_DIRECTIONS FOR THIS TASK_. Looking at the material below, count the lines that contain "have" and answer with the count only.
------------------------
PR #2873, opened 2024-05-16
Nt/expo local auth

noumantahir:
### What does this PR?
migrated to expo local auth instead of out dated fingerprint-scanner. working principle of both is same with minor basic exception that are dealt with.

Test on both iOS and Android for now, but require more testing from testers

https://github.com/ecency/ecency-mobile/assets/6298342/99794d79-5d5c-4a87-96fa-cbb0e9c785ec


feruzm (approved):
lgtm

PR #2880, opened 2024-05-27
discarding waves with negative rshare and stats properties

noumantahir:
filters out waves after fetching, right now only applicable one refresh, implementing this live causes a glitch, can be refined though, but for now this is go to solution.

Unable to test with real data as rshares did not change after I downvoted a comment/wave with two of my test users


feruzm (approved):
let's try

PR #2882, opened 2024-05-29
removed conflicting eslint parser

noumantahir:
### What does this PR?
- fixed conflicting lint parser issue
- Sadaqat working fixing pending lint issues

### Screenshots/Video
Screenshot 2024-05-29 at 12 31 42


.eslintrc.json
```diff
@@ -97,6 +97,10 @@
         "ts": "never",
         "tsx": "never"
       }
-    ]
+    ],
+    "class-methods-use-this": "off",
```
noumantahir, line 101: @aliseyalvi do we have to tun these off, no workaround/fix possible...?

aliseyalvi: @noumantahir actually we have to this for every method which is defined in class based component, we have to make them static, so thats why I turned it off because there aren't gonna be class components anymore

aliseyalvi: and for jsx-one-expression-per-line and react/jsx-wrap-multilines, they are actually conflicting with prettier, I mean if I fix them and add parenthesis or move them to next line, when prettier runs it changes them back, so I think its better to turn them off

feruzm (approved):
lgtm

PR #2888, opened 2024-06-28
Crash Bug Fixes  

aliseyalvi:
### What does this PR?
This PR fixes some of the crash bug sources

-  fixed a crash found on android 11 emulator when back camera device is not available 
- fixes a crash source produces when a waves post is deleted just after publishing, it was happening due to query cache not being invalidated

### Issue number
https://discord.com/channels/@me/920267778190086205/1248672460417532037


src/providers/queries/postQueries/wavesQueries.ts
```diff
@@ -355,3 +355,29 @@ export const fetchLatestWavesContainer = async (host) => {
...
+      return wavePermlink;
+    }
+
+    throw new Error('invalid mutations data');
+  };
+
+  const _options: UseMutationOptions<string, unknown, string, void> = {
+    onMutate: async (filteredWavesData: any) => {
+      await queryClient.cancelQueries(QUERIES.WAVES.GET);
+      queryClient.setQueryData([QUERIES.WAVES.GET], [...filteredWavesData]);
```
noumantahir, line 373: @aliseyalvi this might cause issues or it might not do anything at all considering the accumulating wave keys and data is done in a relatively complicated way, check this below snippet for instance.

```
  const wavesQueries = useQueries({
    queries: activePermlinks.map((pagePermlink, index) => ({
      queryKey: [QUERIES.WAVES.GET, host, pagePermlink, index], // index at end is used to track query hydration
      queryFn: () => _fetchWaves(pagePermlink),
      initialData: [],
    })),
  });
```
 
A waves query key is a very combination of base key, host for waves, active container permlink and it's index in list of available containers. we can arrange a short meeting on how it all comes together
  
 Also the effects of cancelQueries also need assessing, for instance what would happen if it is invoked while new containers or waves were being fetched as a result of onEndReached call, will it affect user experience. might be a rare instance though.

src/components/comments/container/commentsContainer.tsx
```diff
@@ -221,6 +224,10 @@ const CommentsContainer = ({
         setLComments(filteredComments);
       } else {
         filteredComments = propComments.filter(_applyFilter);
+        console.log('filteredComments : ', filteredComments);
+        if (postType === PostTypes.WAVE) {
+          deleteWaveMutation.mutate(filteredComments);
```
noumantahir, line 229: possibly we can make a callback in wavesScreen and handle wave delete inside instance of useWavesQuery

noumantahir (changes requested):
waves are slightly bit complicated in comparison to regular api calls and blog posts feed, a simple query data update will not be adequate

noumantahir (approved):
can be merged for now, however we will clean up changes made to wavesQueries in another PR.

PR #2897, opened 2024-07-17
Nt/poll fix

noumantahir:
### What does this PR?
- avoid setting wrong contentType if poll is empty
- ignores empty pollDraft entry, keep poll bar indicator disabled in case of empty poll
- removed POLL status of already published posts with empty data


feruzm (approved):
lgtm

PR #2900, opened 2024-07-27
Nt/wallet api

noumantahir:
### What does this PR?
Migrated wallet processor from using old multiple api call method to using single new portfolio endpoint.
this first iteration only attempts to only fetch all required data from backend and still post processes data on frontend, in next next iteration we would migrate that processing to backend as well and return only a pre-backed data set

One thing not done in this iteration, that might also be something not letting us fully harness the speedy backend response, is the claimable data fetching, later we would also move that part to single api call response

### Issue number
https://github.com/orgs/ecency/projects/4/views/1?pane=issue&itemId=69929988

### Screenshots/Video
Screenshot 2024-07-27 at 17 12 45

**BEFORE**
https://github.com/user-attachments/assets/55ccd635-40fe-4909-9e83-cb4835e4fa9e

**AFTER**
https://github.com/user-attachments/assets/f5a43d10-0688-4965-9132-ec9cd153b0da

### DIFF
--- a/src/components/postCard/children/postCardContent.tsx
+++ b/src/components/postCard/children/postCardContent.tsx
@@ -45,13 +45,12 @@ export const PostCardContent = ({
   }, [dim.height]);
 
   // featured text can be used to add more labels in future by just inserting text as array item
-  const _isPollPost = content?.json_metadata?.content_type === ContentType.POLL && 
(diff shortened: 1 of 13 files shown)


feruzm (approved):
Lgtm

PR #2902, opened 2024-07-30
fixed claim fail toastMessage rendering

noumantahir:
https://github.com/user-attachments/assets/dfed7d56-4c09-45ac-9ae1-0edadedbac3f


feruzm (approved):
lgtm

PR #2906, opened 2024-08-03
[Feat] keep track of previously logged out users

### LINKED ISSUE #2904: keep track of previously logged out users
TO SADAQAT

right now, when user logs out or system state gets expired, the username also disappears. 

Make sure upon logot, the logged in username still appear in account switcher, only in this case it take user back to login screen with username already filled int

aliseyalvi:
### What does this PR?
This PR keep track of previously logged out users and show them in account bottom sheet for easy login. 
User is redirected to login screen with prefilled username

### Issue number
fixes #2904

### Screenshots/Video

https://github.com/user-attachments/assets/7c8236c8-5d90-477a-8594-c5fc2c5665fe


src/components/accountsBottomSheet/view/accountsBottomSheetView.js
```diff
@@ -55,7 +80,7 @@ const AccountsBottomSheet = forwardRef(
           onClose={onClose}
         >
           <FlatList
-            data={accounts}
+            data={[...accounts, ...prevLoggedInUsers]}
```
noumantahir, line 83: to keep data flow more organised, why not added a section below list instead of mixing different objects? can even add a section labeled `Logged out accounts`

src/components/accountsBottomSheet/view/accountsBottomSheetView.js
```diff
@@ -29,20 +32,42 @@ const AccountsBottomSheet = forwardRef(
...
-    // _handlePressAccountTile(item)
-    const _renderAccountTile = ({ item }) => (
-      <TouchableOpacity style={styles.accountTile} onPress={() => switchAccount(item)}>
-        <View style={styles.avatarAndNameContainer}>
-          <UserAvatar username={item.username} />
-          <View style={styles.nameContainer}>
-            <Text style={styles.name}>{`@${item.username}`}</Text>
+    const _handlePressAccountTile = (item) => {
+      if (
+        item &&
```
noumantahir, line 37: this huge logic can be simplified using `?` and `!` operators.

src/components/accountsBottomSheet/view/accountsBottomSheetView.js
```diff
@@ -29,20 +32,42 @@ const AccountsBottomSheet = forwardRef(
...
+              <Text style={styles.name}>{`@${item.username}`}</Text>
+            </View>
           </View>
-        </View>
-        {currentAccount.name === item.username && (
-          <Icon iconType="AntDesign" name="checkcircle" style={styles.checkIcon} size={24} />
-        )}
-      </TouchableOpacity>
-    );
+          {currentAccount.name === item.username && (
```
noumantahir, line 65: There should be an options to remove listed user from logged out users... can add `X` towards end of tile to remove item

noumantahir (changes requested):
left some review comments, functionality wise, seems good.

aliseyalvi:
@noumantahir PR updated according to review

- added option to remove user from list
- added logged out users to separate sections


https://github.com/user-attachments/assets/0981c50d-ba9c-412e-9b43-edef007076b2

aliseyalvi:
@noumantahir updated icon
image

src/redux/reducers/applicationReducer.ts
```diff
@@ -72,6 +79,7 @@ interface State {
   hidePostsThumbnails: boolean;
   isTermsAccepted: boolean;
   isBiometricEnabled: boolean;
+  prevLoggedInUsers: PrevLoggedInUsers[];
```
noumantahir, line 82: not sure if this the right place for `preLoggedInUsers`, for one application store has already overflown, and second since this is more related to account, perhaps it should be in `accountReducer`

Screenshot 2024-08-13 at 15 39 30

noumantahir (changes requested):
One corner case that needs handling is, if I logout of every account and try to login again, there is no way to select from logged out list. it directly lands login screen.

My suggestion would be to open account switch modal at-least at these two places. or only open account switcher if there is at-least one logged out user.

Screenshot 2024-08-13 at 15 44 10
Screenshot 2024-08-13 at 15 43 57

aliseyalvi:
@noumantahir PR updated as per review.

- show account switch modal if user is logged out
- move prev logged out users data from application store to account store

noumantahir:
lgtm

noumantahir (approved):

PR #2907, opened 2024-08-06
updated hook dependencies for better polls loading

noumantahir:
### What does this PR?
apparently on first time poll load, there is usually a gap between with the isLoading flag is updated and query data is available that was causing a permanent loading indicator on poll options.


feruzm (approved):
lgtm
------------------------
_WRITTEN ANSWER_. 2